Nepalese film actress and filmmaker

Jharana Thapa (झरना थापा) (born as Kamala Raj Bhandari on March 28, 1975) is a Nepalese film actress, film producer and film director. She was one of the top star actress of late 90s and 2010s. Thapa made her Kollywood debut in Daijo (1996) opposite star actor Bhuwan K.C. She received critical acclaim for her breakout role in the 1998 movie Dharam Sankat.

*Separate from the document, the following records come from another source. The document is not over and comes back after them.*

PR #594, opened 2026-07-30
fix(morphizen): guard empty output NodeArg in try_fuse

AMDmoore:
## Summary
Large hybrid/quantized models (e.g. NemotronH INT4-RTN) contain nodes with empty, non-existent `NodeArg` slots. Two distinct cases show up:

- **Empty first output slot** (the crashing case for NemotronH): a multi-output op whose first output is unused. Concretely, NemotronH's `TopK` consumes only its `Indices` output (output 1); the `Values` output (output 0) is unused, so output slot 0 is an empty `NodeArg`.
- **Empty optional input slot**: `DequantizeLinear`'s optional `zero_point` in INT4-quantized weights.

Reading such a slot via `node_arg_get_name` fatal-CHECKs in `node_arg.cpp` (`node_arg doesn't exist!`), aborting the entire model compilation.

Fix:
- Add `node_get_first_existing_output_name()` as a node utility next to `node_get_first_output_name` (in `node.hpp` / `node.cpp`), and use it at every `try_fuse` boundary that reads a node's output name (`calculate_return_values`, `check_loop`, meta_def node emission, and `Pass::fuse`). It skips empty/non-existent output slots and returns the first existing output name. A fused node must still produce at least one real output, so it `CHECK`s (matching `node_get_first_output_node_arg`) rather than emitting a bogus node name.
- The isolated-node initializer collection additionally guards the empty optional input slot with `node_arg_exists` before reading `zero_point`'s name.

## Test plan
- [x] Incremental build on `fix` branch succeeds; `hipgpu.dll` / `hip-compiler.dll` rebuilt and deployed.
- [x] Llama-3.1-8B (INT4) via OGA `run_oga_dynamic` compiles and runs with no `node_arg doesn't exist` crash (`MorphiZen EP Load ONNX Model Success` + `Compilation successful`).
- [x] Baseline comparison: same Llama run on `main` produces byte-identical output, confirming zero behavioral change for models whose output slots all exist.
- [ ] Nemotron INT4-RTN end-to-end compile (the crashing model) -- long-running (~40min), to confirm the original crash is resolved.

### DIFF
--- a/morphizen/morphizen-core/src/pass.cpp
+++ b/morphizen/morphizen-core/src/pass.cpp
@@ -49,27 +49,6 @@ static bool node_arg_is_initializer(const Graph &graph,
                      });
 }
 
-// Safety helper for the try_fuse boundary. In large hybrid / quantized models
-// some nodes carry an empty (non-existent) NodeArg in an output slot. Calling
-// node_arg_get_name on such a slot fatal-CHECKs in node_arg.cpp
-// ("node_arg doesn't exist!"). Return the first EXISTING output name instead of
-// unconditionally reading output slot 0. A node reaching fusion must still
-// produce at least one real output, so CHECK (like
-// node_get_first_output_node_arg) if none exists rather than emitting a bogus
-// node name.
-static const std::string &node_first_existing_output_name(const Node &node) {
-  const std::string *name = nullptr;
-  for (const NodeArg *arg : node_get_output_node_args(node)) {
-    if (arg != nullptr && node_arg_exists(*arg)) {
-      name = &node_arg_get_name(*arg);
-      break;
-    }
-  }
-  CHECK(name != nullptr) << "no existing output NodeArg on node: "
-                         << node_as_string(node);
-  return *name;
-}
-
 // return values are Node found by node_arg name and the node_arg names
 // that cannot find the node through node_arg
 // Cannot find the node are three scenarios where the node cannot be found using
@@ -306,9 +285,11 @@ check_loop(const Graph &graph, const std::vector<const Node *> &input_nodes,
         if (hit_output) {
           ret = true;
           auto route = map_route[current_node.ptr()];
-          for (size_t i = 0; i < route.size(); i++) {
-            auto node = route[i];
-            maybe_loop_path.push_back(node_first_existing_output_name(*node));
+          for (auto *node : route) {
+            auto node_ref =
+                morphizen_cxx::NodeConstRef::from_node(graph, *node);
+            maybe_loop_path.push_back(
+                node_get_first_existing_output_name(*node_ref.ptr()));
           }
         }
         return false; // leave callback return value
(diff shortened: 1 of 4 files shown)


morphizen/morphizen-core/src/pass_imp.cpp
```diff
@@ -411,7 +411,22 @@ MetaDefProto &Pass::fuse(Graph &graph, const std::string &name,
...
+    // output, so CHECK if none exists.
+    const std::string *picked = nullptr;
+    for (const NodeArg *a : node_get_output_node_args(nd)) {
+      if (a != nullptr && node_arg_exists(*a)) {
+        picked = &node_arg_get_name(*a);
+        break;
+      }
+    }
+    CHECK(picked != nullptr)
+        << "no existing output NodeArg on node: " << node_as_string(nd);
```
amd-mingw: reuse node_first_existing_output_name()?

morphizen/morphizen-core/src/pass.cpp
```diff
@@ -286,10 +308,7 @@ check_loop(const Graph &graph, const std::vector<const Node *> &input_nodes,
           auto route = map_route[current_node.ptr()];
           for (size_t i = 0; i < route.size(); i++) {
             auto node = route[i];
-            auto node_ref =
-                morphizen_cxx::NodeConstRef::from_node(graph, *node);
-            maybe_loop_path.push_back(
-                morphizen::node_arg_get_name(node_ref.first_output_node_arg()));
+            maybe_loop_path.push_back(node_first_existing_output_name(*node));
```
amd-mingw: use node_ref ?

amd-mingw (changes requested):

morphizen/morphizen-core/src/pass_imp.cpp
AMDmoore: Done in 3382305c. pass_imp.cpp now calls the shared helper: meta_def->add_nodes(node_first_existing_output_name(node_ref));. To share it across both files, I moved 
ode_first_existing_output_name next to 
ode_get_first_output_name in 
ode.hpp/
ode.cpp (it's a generic node utility), so pass.cpp and pass_imp.cpp both reuse it instead of duplicating the first-existing-output loop.

morphizen/morphizen-core/src/pass.cpp
AMDmoore: Done in 3382305c. check_loop now builds a 
ode_ref and passes it: uto node_ref = morphizen_cxx::NodeConstRef::from_node(graph, *node); maybe_loop_path.push_back(node_first_existing_output_name(node_ref)); (NodeConstRef implicitly converts to const Node&), consistent with the input_nodes_cxx conversion just above.

AMDmoore:
TopK op which has the first output not consumed in model is fused into custom op QMoE, so there is no NodeArg assert issue anymore. Close this PR.

PR #589, opened 2026-07-30
perf(linear_attention): chunk-parallel + WMMA gated_delta prefill (5.5x kernel, up to 1.9x TTFT)

BoarQing:
## Summary

Rewrites the `gated_delta` linear-attention **prefill** from a 587-deep serial chunk recurrence into a **three-pass chunk-parallel** form, with the dominant GEMM running on the **RDNA3 wave-matrix cores (WMMA)**. This is now the sole prefill implementation for the supported config.

The original kernel ran `grid = B*Hkv = 32` blocks on 40 CUs (25% occupancy, latency-bound) with a strict cross-chunk state dependency. This exploits the affine chunk-state map `S_out = L_c·S_in + b_c` to decouple the per-chunk work from the sequential scan:

- **Pass 1** (`grid = B*Hkv*nchunks`, ~18.7k blocks): `S_in`-independent locals — `Uloc = (I−trilT)⁻¹(β·v)`, `W = (I−trilT)⁻¹(diag(β·A)K)`, `Ktilde`, `a_last`.
- **Pass 2** (`grid = B*Hkv`, light serial scan): `U = Uloc − W·S0`, `S1 = a_last·S0 + Ktildeᵀ·U`, fp16-rounded per chunk to match the original per-chunk quantization.
- **Pass 3** (`grid = B*Hkv*nchunks`): `O = scale·(A·(Q·S0) + P_lower·U)`. The `[Q;W]@S0` GEMM (M=64, K=128, N=128) runs on `__builtin_amdgcn_wmma_f32_16x16x16_f16_w32` (fp16 in / fp32 accumulate); the small `P_lower@U` intra term stays scalar.

Numerically equivalent to the original (same fp32 math, same per-chunk fp16 rounding); differs only in fp32 op-order.

## Changes

- `483b5e28` — chunk-parallel + WMMA prefill implementation.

After working in Nepali cinema for 20 years, she turned into a film director. Her debut directorial movie A Mero Hajur 2 was released in September 2017.

==Early life==
Jharana Thapa was born on 28 March 1980 in Pyuthan, Nepal.

== Personal life ==
Jharana Thapa was born as Kamala Raj Bhandari on 28 March 1975 in Nepal. She comes from a family involved in the Nepali film industry. She is the mother of actress Suhana Thapa, who has appeared in films such as A Mero Hajur 3 and A Mero Hajur 4. Thapa’s family background and long-standing career in cinema have contributed to her daughter’s early exposure to the film industry and her development as an emerging actress in contemporary Nepali cinema.

== Career ==
Thapa made her Kollywood debut in Daijo (1996) opposite actor Bhuwan K.C.. She received critical acclaim for her breakout role in the 1998 film Dharam Sankat, which established her as a prominent actress in Nepali cinema.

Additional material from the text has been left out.